Band has been good medicine for staff member

When Friendship Village’s life enrich-ment director was sick four years ago, the retirement community’s Kitchen Band became a key part of her recovery.

The band’s first practice was set for Sept. 6, 2012. O’Heran, 52 years old at the time, planned to attend but never made it to practice that day.

“I found myself in the emergency room at Borgess hospital, where I was a guest for three weeks,” O’Heran says.

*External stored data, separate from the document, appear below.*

PR #3374, opened 2023-11-02
Delete client log files when deleting workspace

### LINKED ISSUE #3349: is it is expected to have 19 GB of 1.1 mb log files in worksapceStorage
I was running out of diskspace and found that my /Users/manderse/Library/Application Support/Cursor/User/workspaceStorage
contained 29.6 GB.

19.4 GB of that was redhat.java folder with 18442 client.log.<timestamp> files of about 1.1 mb 

whats weird is that its all from about the same sday 2023-09-26 and 2023-09-27.

as if something "bad" happend that day and no cleanup :)

snjeza:
Fixes #3349 

I can only reproduce the problem when I stop the o.e.jdt.ls.core plugin while debugging Java LS.
The PR deletes the client.log.* files when run `Java: Clean the Java Language Server Workspace`.

### DIFF
--- a/src/extension.ts
+++ b/src/extension.ts
@@ -29,7 +29,7 @@ import { snippetCompletionProvider } from './snippetCompletionProvider';
 import { JavaClassEditorProvider } from './javaClassEditor';
 import { StandardLanguageClient } from './standardLanguageClient';
 import { SyntaxLanguageClient } from './syntaxLanguageClient';
-import { convertToGlob, deleteDirectory, ensureExists, getBuildFilePatterns, getExclusionBlob, getInclusionPatternsFromNegatedExclusion, getJavaConfig, getJavaConfiguration, hasBuildToolConflicts } from './utils';
+import { convertToGlob, deleteClientLog, deleteDirectory, ensureExists, getBuildFilePatterns, getExclusionBlob, getInclusionPatternsFromNegatedExclusion, getJavaConfig, getJavaConfiguration, hasBuildToolConflicts } from './utils';
 import glob = require('glob');
 import { Telemetry } from './telemetry';
 import { getMessage } from './errorUtils';
@@ -110,7 +110,12 @@ export async function activate(context: ExtensionContext): Promise<ExtensionAPI>
 	if (!storagePath) {
 		storagePath = getTempWorkspace();
 	}
+	const workspacePath = path.resolve(`${storagePath}/jdt_ws`);
 	clientLogFile = path.join(storagePath, 'client.log');
+	const cleanWorkspaceExists = fs.existsSync(path.join(workspacePath, cleanWorkspaceFileName));
+	if (cleanWorkspaceExists) {
+		deleteClientLog(storagePath);
+	}
 	initializeLogFile(clientLogFile);
 
 	const telemetryService: Promise<TelemetryService> = Telemetry.startTelemetry(context);
@@ -137,7 +142,6 @@ export async function activate(context: ExtensionContext): Promise<ExtensionAPI>
 	}).then(async (requirements) => {
 		const triggerFiles = await getTriggerFiles();
 		return new Promise<ExtensionAPI>(async (resolve) => {
-			const workspacePath = path.resolve(`${storagePath}/jdt_ws`);
 			const syntaxServerWorkspacePath = path.resolve(`${storagePath}/ss_ws`);
 
 			let serverMode = getJavaServerMode();
@@ -254,7 +258,7 @@ export async function activate(context: ExtensionContext): Promise<ExtensionAPI>
 				errorHandler: new ClientErrorHandler(extensionName),
 				initializationFailedHandler: error => {
 					logger.error(`Failed to initialize ${extensionName} due to ${error && error.toString()}`);
-					if (error.toString().includes('Connection') && error.toString().includes('disposed')) {
+					if ((error.toString().includes('Connection')  && error.toString().includes('disposed')) || error.toString().includes('Internal error')) {
 						if (!initFailureReported) {
 							apiManager.fireTraceEvent({
 								name: "java.client.error.initialization",
@@ -315,7 +319,6 @@ export async function activate(context: ExtensionContext): Promise<ExtensionAPI>
 				}
 			}));
 
-			const cleanWorkspaceExists = fs.existsSync(path.join(workspacePath, cleanWorkspaceFileName));
 			if (cleanWorkspaceExists) {
 				const data = {};
 				try {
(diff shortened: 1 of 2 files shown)


rgrunber (commented):
This works, but has a possibly unwanted side-effect.

If you activate the command to clean up the language server, it seems to delete the log file that is in use by the starting language client. Would it be possible to move the workspace cleanup prior to https://github.com/redhat-developer/vscode-java/blob/31f7f3f8c0ae0eaa5d39c3d20d080801e92b20dd/src/extension.ts#L114 ?

That way the newly created log file is unaffected by the delete.

rgrunber:
I tried the following change to your PR :

```diff
diff --git a/src/extension.ts b/src/extension.ts
index 938cf62..41a028f 100644
--- a/src/extension.ts
+++ b/src/extension.ts
@@ -110,7 +110,12 @@ export async function activate(context: ExtensionContext): Promise<ExtensionAPI>
        if (!storagePath) {
                storagePath = getTempWorkspace();
        }
+       const workspacePath = path.resolve(`${storagePath}/jdt_ws`);
        clientLogFile = path.join(storagePath, 'client.log');
+       const cleanWorkspaceExists = fs.existsSync(path.join(workspacePath, cleanWorkspaceFileName));
+       if (cleanWorkspaceExists) {
+               deleteClientLog(storagePath);
+       }
        initializeLogFile(clientLogFile);
 
        const telemetryService: Promise<TelemetryService> = Telemetry.startTelemetry(context);
@@ -137,7 +142,6 @@ export async function activate(context: ExtensionContext): Promise<ExtensionAPI>
        }).then(async (requirements) => {
                const triggerFiles = await getTriggerFiles();
                return new Promise<ExtensionAPI>(async (resolve) => {
-                       const workspacePath = path.resolve(`${storagePath}/jdt_ws`);
                        const syntaxServerWorkspacePath = path.resolve(`${storagePath}/ss_ws`);
 
                        let serverMode = getJavaServerMode();
@@ -321,7 +325,6 @@ export async function activate(context: ExtensionContext): Promise<ExtensionAPI>
                                try {
                                        cleanupLombokCache(context);
                                        deleteDirectory(workspacePath);
-                                       deleteClientLog(storagePath);
                                        deleteDirectory(syntaxServerWorkspacePath);
                                } catch (error) {
                                        data['error'] = getMessage(error);
```

Let me know if that works. The reason I kept the client log deletion separate from the workspace deletions is because those deletions also trigger the "clean workspace" telemetry event, and since telemetry initialization is done asynchronously, we can't guarantee that event would succeed if we moved that whole "deletion" block up.

If you find a nicer way, I'm open to it.

rgrunber:
On last thing. We have https://github.com/redhat-developer/vscode-java/blob/31f7f3f8c0ae0eaa5d39c3d20d080801e92b20dd/src/extension.ts#L255-L270 & https://github.com/redhat-developer/vscode-java/blob/31f7f3f8c0ae0eaa5d39c3d20d080801e92b20dd/src/clientErrorHandler.ts

One should detect failures in establishing a connection and the other can detect errors during client/server communication. If there are many errors being logged (from calling "stop" on the jdt.ls.core bundle), we have the ability to detect them and maybe prevent the client from attempting to re-initialize.

snjeza:

rgrunber:
@snjeza , were you able to reproduce the issue. The best I could do is by calling `exit()` directly in the `initialize()` of the language server. Even so, we still attempt to restart 5 times, prior to stopping, but at least there's fewer error messages.

snjeza:
I have reproduced the issue in the following way;

- install the PDE Support extension
- open eclipse.jdt.ls in VS Code
- wait to Java LS download the PDE target
- exit VS Code
- open eclipse.jdt.ls in Eclipse
- launch jdt.ls.socket-stream
- open vscode-java in VS Code
- run Launch Extension JDTLS Client

Java LS stops the org.eclipse.jdt.ls.core plugin at https://github.com/eclipse-jdtls/eclipse.jdt.ls/blob/a31867d0ee8bd1fd348a7ba52469fc35e1da9369/org.eclipse.jdt.ls.core/src/org/eclipse/jdt/ls/core/internal/handlers/BundleUtils.java#L168
org.eclipse.osgi.container.ModuleContainer.addDependents(Module, Map<ModuleRevision, ModuleWiring>, Set<Module>) adds the o.e.jdt.ls plugin as a dependent plugin. 
org.osgi.framework.wiring.FrameworkWiring.refreshBundles(Collection<Bundle>, FrameworkListener...) tries to restart it and throws NPE at https://github.com/eclipse-jdtls/eclipse.jdt.ls/blob/a31867d0ee8bd1fd348a7ba52469fc35e1da9369/org.eclipse.jdt.ls.core/src/org/eclipse/jdt/ls/core/internal/handlers/BundleUtils.java#L266

rgrunber:
It's not reproducing the issue for me. After running `Launch Extension JDTLS Client`, should the folder opened for the child instance of VS Code contain eclipse.jdt.ls ? It's not causing the issue at all.

snjeza:
> It's not reproducing the issue for me. After running Launch Extension JDTLS Client, should the folder opened for the child instance of VS Code contain eclipse.jdt.ls ? It's not causing the issue at all.

@rgrunber Could you try the following in Eclipse
- add the o.e.team.core plugin when launching `jdt.ls.socket-stream`?
- clear the workspace
- set a breakpoint at https://github.com/eclipse-jdtls/eclipse.jdt.ls/blob/a31867d0ee8bd1fd348a7ba52469fc35e1da9369/org.eclipse.jdt.ls.core/src/org/eclipse/jdt/ls/core/internal/JavaLanguageServerPlugin.java#L364

rgrunber:
Thanks, that's what was needed. I had to add `o.e.team.core`.

rgrunber (approved):
Works for me. Feel free to merge when ready.

I think we should keep the original issue open to better understand how this is happening for those other users. Do you think they have some extension on their system that brings in `o.e.team.core` ?

snjeza:
`o.e.team.core` adds `o.e.jdt.ls.core` as a dependent plugin. They have it or a similar plugin. `BundleUtils.refreshBundles` tries to refresh `o.e.jdt.ls.core` and crashes.

rgrunber:
So `org.eclipse.team.core` is an optional dependency of `org.eclipse.jdt.core`. It isn't present by default in our JDT-LS runtime product. Do I have it correct that if some extension introduces `org.eclipse.team.core` through the `bundles` setting, then `jdt.ls.core` will be restarted by the Equinox runtime ?

PR #905, opened 2019-01-22
Add LSP frontend

andreypopp:
This adds `ocamlmerlin-lsp` which is a part of a new `merlin-lsp.opam` package.

`ocamlmerlin-lsp` adds LSP frontend for merlin with the following initial set of features:

- `textDocument/definition` — analogue of `locate`
- `textDocument/typeDefinition` — no analogue in current merlin frontend, like `locate` but locates the type of the specified expression.
- `textDocument/completion` — analogue of `complete-prefix`
- `textDocument/publishDiagnostics` — analogue of `errors` query, pushed by server on changes to sources.
- `textDocument/documentSymbol` — analogue of `outline` query.

Structure:

- `merlin-lsp.opam` — new `merlin-lsp` package definition
- `src/lsp` — LSP protocol library
- `src/frontend/lsp` — `ocamlmerlin-lsp` frontend
- `tests-lsp` — tests for `ocamlmerlin-lsp` (far from comprehensive)

I'm using this with neovim/ALE now and have vscode plugin which I'm not submitting in this PR but will do after some cleanup. For now it's hosted at https://github.com/andreypopp/vscode-merlin.

### DIFF
--- a/.gitignore
+++ b/.gitignore
@@ -7,6 +7,7 @@ jbuild-workspace
 
 ocamlmerlin
 ocamlmerlin-server
+ocamlmerlin-lsp
 
 # Ignore garbage files from editors
 *.un~
--- a/.travis.yml
+++ b/.travis.yml
@@ -6,11 +6,17 @@ script: bash -ex .travis-opam.sh
 env:
   matrix:
   - OCAML_VERSION=4.02
+    PACKAGE=merlin
     TESTS=false
   - OCAML_VERSION=4.03
+    PACKAGE=merlin
   - OCAML_VERSION=4.04
+    PACKAGE=merlin
   - OCAML_VERSION=4.05
+    PACKAGE=merlin
   - OCAML_VERSION=4.06
+    PACKAGE=merlin
   - OCAML_VERSION=4.07
+    PACKAGE=merlin
 os:
   - linux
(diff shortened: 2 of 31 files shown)


andreypopp:
Ok, it's green now on 4.02: I moved `Std.Result` to `Lsp.Utils.Result` for now so it won't interfere with `merlin.lsp` support of 4.02.

By the way `merlin-lsp.opam` itself is marked with `ocaml >= 4.04` but it would be trivial (I think) to fix to run under 4.03 and then 4.02.

hcarty:
I think the `dune` version constraints need to be bumped since the language version is bumped in `dune-project`.

andreypopp:
@hcarty good catch! Will update the constraint.

andreypopp:
For the record the implementation is based heavily off [bryphe/melrin-language-server](https://github.com/bryphe/merlin-language-server) by @bryphe with protocol additions from [facebook/flow](https://github.com/facebook/flow).

I already mentioned that in commit messages but should have mentioned that here too.

avsm:
Great to see this feature! However, we need to be careful of not having any license violations. In particular, the `LICENSE` file in Merlin is not a reproduction of the `LICENSE` present in @bryphe and the Flow repository. The names of the contributors should be added to the root `LICENSE` file to ensure that the correct names are present, or reproduced in the individual files which were derived from the upstream repositories.

avsm:
And of course @let-def is too fast for me; he has addressed this in https://github.com/ocaml/merlin/pull/906 :-)

rbjorklin:
This looks interesting! Would this warrant a new release of merlin any time soon?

She was diagnosed with sclerosing mesenteritis, a rare disease that caused a tumor to form in the lining of her small intestine. “Normally it is small and undetected and does not cause any issues,” she says, “but mine was large and had grown up throughout the entire small intestine and had killed most of it. I only have 25 inches left — which is truly a miracle that I can absorb food, water (and) minerals.”

O’Heran was out for nearly three months, but the band continued to meet. Led by founder Kay Snider, the Friendship Village Kitchen Band held its first concert before O’Heran’s return, but the members invited her to attend. Snider believes O’Heran’s attendance helped in her recovery. “She was there and she was having so much fun,” Snider says. “She said she wanted to join.”

O’Heran describes the concert as the best medicine she could have asked for. “I laughed so hard my sides hurt!” she says.

In January 2013, O’Heran joined the band as its piano player.

“She’s in and we’re not letting her go!” Snider says.